Asymmetric routing with SR Linux in EVPN VXLAN fabrics
This post dives deeper into the asymmetric routing model on SR Linux. The topology in use is a 3-stage Clos fabric with BGP EVPN and VXLAN, with server s1 single-homed to leaf1, s2 dual-homed to leaf2 and leaf3 and s3 single-homed to leaf4. Hosts s1 and s2 are in the same subnet, 172.16.10.0/24 while s3 is in a different subnet, 172.16.20.0/24. Thus, this post demonstrates Layer 2 extension over a routed fabric as well as how Layer 3 services are deployed over the same fabric, with an asymmetric routing model.
The physical topology is shown below:
The Containerlab file used for this is shown below:
name: srlinux-asymmetric-routing
topology:
nodes:
spine1:
kind: nokia_srlinux
image: ghcr.io/nokia/srlinux:24.7.1
spine2:
kind: nokia_srlinux
image: ghcr.io/nokia/srlinux:24.7.1
leaf1:
kind: nokia_srlinux
image: ghcr.io/nokia/srlinux:24.7.1
leaf2:
kind: nokia_srlinux
image: ghcr.io/nokia/srlinux:24.7.1
leaf3:
kind: nokia_srlinux
image: ghcr.io/nokia/srlinux:24.7.1
leaf4:
kind: nokia_srlinux
image: ghcr.io/nokia/srlinux:24.7.1
s1:
kind: linux
image: ghcr.io/srl-labs/network-multitool
exec:
- ip addr add 172.16.10.1/24 dev eth1
- ip route add 172.16.20.0/24 via 172.16.10.254
s2:
kind: linux
image: ghcr.io/srl-labs/network-multitool
exec:
- ip link add bond0 type bond mode 802.3ad
- ip link set eth1 down
- ip link set eth2 down
- ip link set eth1 master bond0
- ip link set eth2 master bond0
- ip addr add 172.16.10.2/24 dev bond0
- ip link set eth1 up
- ip link set eth2 up
- ip link set bond0 up
- ip route add 172.16.20.0/24 via 172.16.10.254
s3:
kind: linux
image: ghcr.io/srl-labs/network-multitool
exec:
- ip addr add 172.16.20.3/24 dev eth1
- ip route add 172.16.10.0/24 via 172.16.20.254
links:
- endpoints: ["leaf1:e1-1", "spine1:e1-1"]
- endpoints: ["leaf1:e1-2", "spine2:e1-1"]
- endpoints: ["leaf2:e1-1", "spine1:e1-2"]
- endpoints: ["leaf2:e1-2", "spine2:e1-2"]
- endpoints: ["leaf3:e1-1", "spine1:e1-3"]
- endpoints: ["leaf3:e1-2", "spine2:e1-3"]
- endpoints: ["leaf4:e1-1", "spine1:e1-4"]
- endpoints: ["leaf4:e1-2", "spine2:e1-4"]

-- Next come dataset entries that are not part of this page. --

PR #39214, opened 2022-05-31
debug: add EDS to config_dump output

howardjohn:
This allows dumping EDS config, similar to Envoy's config.

As part of this, the code is changed to consistently use findGenerator,
which also makes sure the dumping works for custom generators (gRPC,
etc).

This should have no behavioral changes for standard case, as the EDS is
opt-in

- [ ] Docs
- [ ] Installation
- [ ] Networking
- [ ] Policies and Telemetry
- [ ] Security
- [ ] Test and Release
- [ ] User Experience

### DIFF
--- a/pilot/pkg/xds/debug.go
+++ b/pilot/pkg/xds/debug.go
@@ -662,7 +662,8 @@ func (s *DiscoveryServer) ConfigDump(w http.ResponseWriter, req *http.Request) {
 		s.errorHandler(w, proxyID, con)
 		return
 	}
-	dump, err := s.configDump(con)
+	includeEds := req.URL.Query().Get("include_eds") == "true"
+	dump, err := s.configDump(con, includeEds)
 	if err != nil {
 		handleHTTPError(w, err)
 		return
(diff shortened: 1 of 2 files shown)


pilot/pkg/xds/debug.go
```diff
@@ -672,91 +673,157 @@ func (s *DiscoveryServer) ConfigDump(w http.ResponseWriter, req *http.Request) {
...
+		endpointsAny, err = util.MessageToAnyWithError(&adminapi.EndpointsConfigDump{
+			DynamicEndpointConfigs: endpointConfig,
+		})
+		if err != nil {
+			return nil, err
 		}
 	}
 
 	bootstrapAny := util.MessageToAny(&adminapi.BootstrapConfigDump{})
 	scopedRoutesAny := util.MessageToAny(&adminapi.ScopedRoutesConfigDump{})
```
hzxuzhonghu, line 809: why have these empty structs

howardjohn: The idea is this endpoint behaves exactly like Envoy's config dump, which includes these. Since we never provide these types we just always generate empty

BTW this part of the code is unchanged.

hzxuzhonghu (approved):

Issue #38877, opened 2022-05-12
Improve build+deploy of in cluster e2e test utilities/samples


howardjohn:
Currently, we have a number of utilities we build or use for testing

* samples/extauthz/ext-authz.yaml - we build as part of our standard image building
* pkg/test/framework/components/containerregistry/container_registry_server.yaml - adhoc building in istio/istio
* pkg/test/framework/components/gcemetadata/gce_metadata_server.yaml - adhoc building in istio/istio
* samples/jwt-server - adhoc building in istio/istio
* pkg/test/framework/components/stackdriver/stackdriver.yaml - adhoc building in istio/**proxy**
* Echo app (arguably not in this category) - we build as part of our standard image building
* RLS, OTEL, Prometheus - we use upstream images

This is not ideal. Adhoc builds are hard to test and require super high privilege to update images. Having so many different images could slow down CI as well

Below lists a few options

### Unified toolbox

We can unify the first 5 images into one `istio/test-toolbox` (or similar), and integrate it into the standard image building.

Pros:
* Each new component we need is ~free
* Integrate with standard tooling
* Can change code + test it in 1 PR
Cons:
* Single monolith may make development more complex. Especially 1 time cost to merge

### Move everything to standard build process

We can just add everything to docker.yaml, like we did for ext_authz.

Pros:
* Quick change
* No more priv needed to publish new images
* Can change code + test it in 1 PR
Cons:
* Possibly high cost in CI to build 5 extra images

### Registry mirror

This is like "standard build process", but attempting to avoid the high CI cost.

We very rarely change these image. Rather than building for every commit, we could just keep giving them fixed versions like we do today. In CI, we could set up the registry config to pull from GCR first and fallback to localhost if not found. In postsubmit, we can have a job to build+push the images if the version is updated and they don't yet exist in the remote registry.

To handle CI for when we do actually make a change to the images, we would need some way to detect that the version had changed (can be same logic as postsubmit?); if it has, we need to build and push to the _local_ registry. The CI will try to pull from GCR and fail, then fallback to localhost and succeed. The reason we do the localhost thing is presubmit doesn't have permissions to push to GCR.

Pros:
* Can use the standard tooling, but needs some non-trivial modifications
* No more priv needed to publish new images
* Can change code + test it in 1 PR
* No runtime cost when test apps are not changed
Cons:
* Complex

howardjohn:
cc @ericvn @nmittler @ingwonsong @stewartbutler soliciting opinions

[...]

PR #39225, opened 2022-06-01
WasmPlugin: Add httpimageproxy integration test component

ingwonsong:
This PR proposes to introduce a new component "httpimageproxy" for testing Wasm Remote Loading via HTTP.

httpimageproxy works as a proxy returning a file by extracting it from a docker image pulled from a docker registry upstream.

In details,
- If a user makes a request "get" with a URL path "/gcr.io/awesome-wasm/tag/v1.0/plugin.wasm"
- `httpimageproxy` pulls the image "gcr.io/awesome-wasm:v1.0"
- `/plugin.wasm` is extracted from the image
- `plugin.wasm` is returned to the user in octet-stream.

We have https://github.com/istio/istio/issues/38877 issue, but at this time there is no direction decided, so add this as a separate image/binary with ad-hoc build script.

### DIFF
--- a/pkg/test/env/istio.go
+++ b/pkg/test/env/istio.go
@@ -80,6 +80,9 @@ var (
 
 	// RegistryRedirectorServerInstallFilePath is the registry redirector installation file.
 	RegistryRedirectorServerInstallFilePath = path.Join(IstioSrc, getInstallationFile("registryredirector/registry_redirector_server.yaml"))
+
+	// HTTPImageProxyInstallFilePath is the httpimageproxy installation file.
+	HTTPImageProxyInstallFilePath = path.Join(IstioSrc, getInstallationFile("httpimageproxy/httpimageproxy.yaml"))
 )
 
 var (
--- a/pkg/test/fakes/httpimageproxy/Dockerfile
+++ b/pkg/test/fakes/httpimageproxy/Dockerfile
@@ -1,0 +1,3 @@
+FROM scratch
+COPY ./main /proxy
+ENTRYPOINT ["/proxy"]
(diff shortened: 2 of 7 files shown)


howardjohn:
Not sure what the use of this is for? Why are we pulling OCI images to bytes using a server instead of just directly from the client/test/etc?

ingwonsong:
> Not sure what the use of this is for? Why are we pulling OCI images to bytes using a server instead of just directly from the client/test/etc?

There was not enough explanation. Sorry for that.

As you know, WasmPlugin API can use OCI Image as well as directly downloading via HTTP for getting a remote Wasm binary.
Currently, we have the integration test for OCI Image pulling, but there is no HTTP case.
To test HTTP, we need to have a http server serving the wasm binaries.

To avoid copying the wasm binaries to OCI images on Registry as well as the HTTP server, I designed this http image proxy.

howardjohn:
Do we need to deploy a full server to proxy this though? Seems like the client should just fetch it directly. This can be done directly (`crane blob ubuntu@sha256:4c1d20cdee96111c8acf1858b62655a37ce81ae48648993542b7ac363ac5c0e5 > blob.tar.gz` for example), or even utilizing the fact that GCR is just a redirector for GCS potentially. OCI is already HTTP

howardjohn:
> GCS also seems to keep blobs, which are layers consisting an image.

Aren't the blobs the WASM image we need? WASM is just a single layer?

Or is it also compressed and we don't spport that?

ingwonsong:
understood what you meant.

Yes, Wasm uses single blob and the blob is the binary itself. 

Only thing need to check is the compression as you said. 

Will check it and get back to you.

- endpoints: ["leaf1:e1-3", "s1:eth1"]
- endpoints: ["leaf2:e1-3", "s2:eth1"]
- endpoints: ["leaf3:e1-3", "s3:eth2"]
- endpoints: ["leaf4:e1-3", "s3:eth1"]
Note
The server/host (image used is ghcr.io/srl-labs/network-multitool) login credentials are user/multit00l.
The end goal of this post is to ensure that host s1 can communicate with both s2 (same subnet) and s3 (different subnet) using an asymmetric routing model. To that end, the following IPv4 addressing is used (with the IRB addressing following a distributed, anycast model):
Resource
IPv4 scope
Underlay
198.51.100.0/24
system0 interface
192.0.2.0/24
VNI 10010
172.16.10.0/24
VNI 10020
172.16.20.0/24
server s1
172.16.10.1/24
server s2
172.16.10.2/24
server s3
172.16.20.3/24
irb0.10 interface
172.16.10.254/24
irb0.20 interface
172.16.20.254/24
Reviewing the asymmetric routing model
When routing between VNIs, in a VXLAN fabric, there are two major routing models that can be used - asymmetric and symmetric. Asymmetric routing, which is the focus of this post, uses a bridge-route-bridge model, implying that the ingress leaf bridges the packet into the Layer 2 domain, routes it from one VLAN/VNI to another and then bridges the packet across the VXLAN fabric to the destination. The asymmetry is in the the number of lookups needed on the ingress and the egress leafs - on the ingress leaf, a MAC lookup, an IP lookup and then another MAC lookup is performed while on the egress leaf, only a MAC lookup is performed. Since the ingress leaf routes the packet locally, there is asymmetry in the VNI as well - the VNI in the packet from the source to the destination is different from the VNI when the destination responds back to the source.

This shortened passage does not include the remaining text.